Exercise materials -
━━━━━━━━━━━━━━━━━━━━

PR #188, opened 2021-12-19
Support basic `hostInfo` command.

### LINKED ISSUE #157: Support `hostInfo`

ekalinin:
Closes #157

━━━━━━━━━━━━━━━━━━━━

What this task involves - Each line of the entries above that includes the string "hostInfo" should be copied out.

Solution to this problem -
Support basic `hostInfo` command.
### LINKED ISSUE #157: Support `hostInfo`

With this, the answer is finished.